Session 13

Building Abstract Syntax in the Parser


810:155
Translation of Programming Languages


Recap: Abstract Syntax and Semantic Actions

We are discussing the syntax analysis phase of a compiler. In particular, we are learning how to implement our first intermediate representation of a source program, the abstract syntax tree (AST) that serves as a primary input to all later phases in the compiler. In Session 12 we began to learn how to augment our table-driven parsing technique to create ASTs as a side effect, using the idea of a semantic action. We add a semantic action to each grammar rule that should create a node in the tree. When the parser encounters a semantic action on its parsing stack, it executes the action to create a part of the AST. The new piece of abstract syntax is placed on a second stack, called the semantic stack. It holds pieces of the AST until such time as they are used to build a higher-level node in the tree.

Let's apply this technique to our arithmetic language so that we can see how it all works. Then we'll look at some issues in implementing ASTs and semantic actions.


Applying the Technique to a Simple Table-Driven Parser

Recall our familiar little arithmetic grammar:

    expression  := term expression'
    expression' := + term expression'
                 | Ø
    term        := factor term'
    term'       := * factor term'
                 | Ø
    factor      := ( expression )
                 | identifier

What is the abstract syntax of this language? It contains addition expressions, multiplication expression, and identifiers. We don't need to represent parenthesized expressions independently, because the only effect of parentheses is to ensure a particular order of evaluation. We do, however, want our semantic actions to generate AST nodes in such a way as to reflect the specified order!

How do we modify our parsing table to produce an AST?
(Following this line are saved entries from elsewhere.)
PR #13108, opened 2025-07-21
typst logo partial

### LINKED ISSUE #13107: Hi @alinacherkas, you are understanding correctly. We do not currently have any general facilities for accessing brand metadata in templates.
Hi @alinacherkas, you are understanding correctly. We do not currently have any general facilities for accessing brand metadata in templates.

Given that templates are the same level of abstraction as brands, it would make sense to expose brand metadata directly to templates. 

But currently you can only access the entire brand metadata from Lua or via the [brand shortcode](https://quarto.org/docs/authoring/brand.html#shortcode---.quarto-shortcode__-escaped-data-is-shortcode1-data-value-brand), neither of which help you with templates. 

The background logo with positioning that we currently support in Typst

https://quarto.org/docs/authoring/brand.html#document-logo-customization

is implemented in this Lua filter:

https://github.com/quarto-dev/quarto-cli/blob/bf038503cd0290ef040288e763174497f5bd7d0b/src/resources/filters/quarto-post/typst-brand-yaml.lua#L217-L305

We have discussed separately that the logo should be implemented as a partial instead of this Lua filter directly generating the 

```typst
#set page(background: ...)
```

Exposing brand metadata to templates would be a similar effort, but more general, because it would expose all of the brand logos to the template, not just the chosen one. 

It could be done either through definition of more constants in Typst [as is done for colors](https://quarto.org/docs/authoring/brand.html#typst-2), or through more metadata exposed to the template as the Typst `brand.typography` metadata discussed here.

_Originally posted by @gordonwoodhull in https://github.com/quarto-dev/quarto-cli/discussions/11616#discussioncomment-13833001_

gordonwoodhull:
Fixes #13107 

This PR

* Moves the Typst logo declaration to a new partial.

   The `typst-brand-yaml.lua` filter populates the `logo` object in the pandoc metadata.

   So one can replace the partial, or change the `logo` properties after the Lua filter.

* Declares new `brand-logo` and `brand-logo-images` dictionaries in the Typst header, for access to all the resolved logos for the chosen `brand-mode`

Not sure if it's too late to add new Typst partials for 1.8. If not, we might also consider
* #11710

### DIFF
--- a/src/core/brand/brand.ts
+++ b/src/core/brand/brand.ts
@@ -10,6 +10,7 @@ import {
   BrandColorLightDark,
   BrandFont,
   BrandLogoExplicitResource,
+  BrandLogoResource,
   BrandLogoSingle,
   BrandLogoUnified,
   BrandNamedLogo,
@@ -143,11 +144,7 @@ export class Brand {
       }
     }
     for (const [key, value] of Object.entries(data.logo?.images ?? {})) {
-      if (typeof value === "string") {
-        logo.images[key] = { path: value };
-      } else {
-        logo.images[key] = value;
-      }
+      logo.images[key] = this.resolvePath(value);
     }
 
     return {
@@ -240,11 +237,7 @@ export class Brand {
     return fonts ?? [];
   }
 
-  getLogoResource(name: string): BrandLogoExplicitResource {
-    const entry = this.data.logo?.images?.[name];
-    if (!entry) {
-      return { path: name };
-    }
+  resolvePath(entry: BrandLogoResource) {
     const pathPrefix = relative(this.projectDir, this.brandDir);
     if (typeof entry === "string") {
       return { path: join(pathPrefix, entry) };
@@ -255,6 +248,13 @@ export class Brand {
     };
   }
 
+  getLogoResource(name: string): BrandLogoExplicitResource {
+    const entry = this.data.logo?.images?.[name];
+    if (!entry) {
+      return { path: name };
+    }
+    return this.resolvePath(entry);
+  }
   getLogo(name: BrandNamedLogo): BrandLogoExplicitResource | undefined {
     const entry = this.data.logo?.[name];
     if (!entry) {
--- a/src/format/typst/format-typst.ts
+++ b/src/format/typst/format-typst.ts
@@ -92,6 +92,7 @@ export function typstFormat(): Format {
         partials: [
           "definitions.typ",
           "typst-template.typ",
+          "logo.typ",
           "typst-show.typ",
           "notes.typ",
           "biblio.typ",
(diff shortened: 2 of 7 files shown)


gordonwoodhull:
@mcanouil, does this suit the use case you had in mind? 

IIRC you ran into conflicts customizing `page.background`.

mcanouil:
It seems so, I'll check more thoroughly tomorrow to see how this can work with the workaround I've put in place to add side text in margins.

My first thought is that I'm not sure we want to name that partial logo.
For instance, having to modify the logo partial in order to add background elements is a bit weird.
Since the partial is about setting the page background to set the logo but is not limited to the logo, maybe a name closer to what the partial set would be better: `page-background`?

mcanouil:
I confirm having the `set page()` has a partial would allow users to set/reset background with more than just the logo and because the logic would be in the template, it also allows to place the logo anywhere with any kind of transformation allowed by Typst.

Another thought, If the other `set page()` code from the article function were to be placed alongside the setting for the logo, it could be a general partial named `page-layout`.

- https://github.com/quarto-dev/quarto-cli/blob/9a0a0736d6f42c95dac455f8bae1c551dd503e5b/src/resources/formats/typst/pandoc/quarto/typst-template.typ#L32-L36

```typ
#set page(
  paper: $if(papersize)$"$papersize$"$else$"us-letter"$endif$,
  margin: $if(margin)$($for(margin/pairs)$$margin.key$: $margin.value$,$endfor$)$else$(x: 1.25in, y: 1.25in)$endif$,
  pagenumbering: $if(page-numbering)$"$page-numbering$"$else$none$endif$,
  background: $if(logo)$align($logo.location$, box(inset: $logo.inset$, image("$logo.path$", width: $logo.width$$if(logo.alt)$, alt: "$logo.alt$"$endif$)))$else$none$endif$,
)
```

(not 100% sure of the syntax)

gordonwoodhull:
Thanks @mcanouil!

I'm definitely on board with `page-background`. 

I'm a bit wary of diverging further from the Pandoc template, and any unforeseen consequences of moving the other page stuff, but that is a neat idea as well. I know users have asked for more control over page numbering. Hmm.

mcanouil:
My main concern is the partial will be used so it will be harder to change any decisions without making a breaking change, regardless of doing any of the proposals.

I do like the partial idea but I'm wondering if this should be a bigger work design not focusing on logo. Maybe a PR to Pandoc.

- https://github.com/quarto-dev/quarto-cli/issues/11709 (https://github.com/quarto-dev/quarto-cli/pull/11710)

gordonwoodhull:
Yeah... I think the fact that there are two `#set page(...)`, and we don't really know if they should be combined, indicates we should discuss further and maybe submit upstream. And it should be way more general than just for logos.

The title block partial is better defined, maybe we should do that first.

I'll convert this back to a draft for now.

gordonwoodhull:
Replaced by #13120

First, we augment the grammar with semantic actions for creating AST nodes. Given three kinds of abstract syntax, we need to augment the three rules that recognize them with actions.

The new productions are:

    expression  := term expression'
    expression' := + term expression' make-plus-exp
                 | Ø
    term        := factor term'
    term'       := * factor term' make-times-exp
                 | Ø
    factor      := ( expression )
                 | identifier make-identifier

Notice that we place the semantic action at the end of the grammar rule, because we are not able to create an AST node for a compound until we have recognized both of its operands.

These semantic actions do not affect how we build the parsing table, so it remains the same, with the addition of the new symbols to some rules:

. identifier + * ( ) $
E E := TE' . . E := TE' . .
E' . E' := +TE' make-+ . . E' := ø E' := ø
T T := FT' . . T := FT' . .
T' . T' := ø T' := *FT' make-* . T' := ø T' := ø
F F := identifier make-id . . F := ( E ) . .

Next, we write factory methods for each kind of abstract syntax. This is straightforward enough; these will be constructors for the records or objects that make up our representation. We will talk more about implementing the AST in code soon.

Now we modify our table-driven algorithm. The first step is also straightforward: we create and initialize a semantic stack before entering the parsing loop.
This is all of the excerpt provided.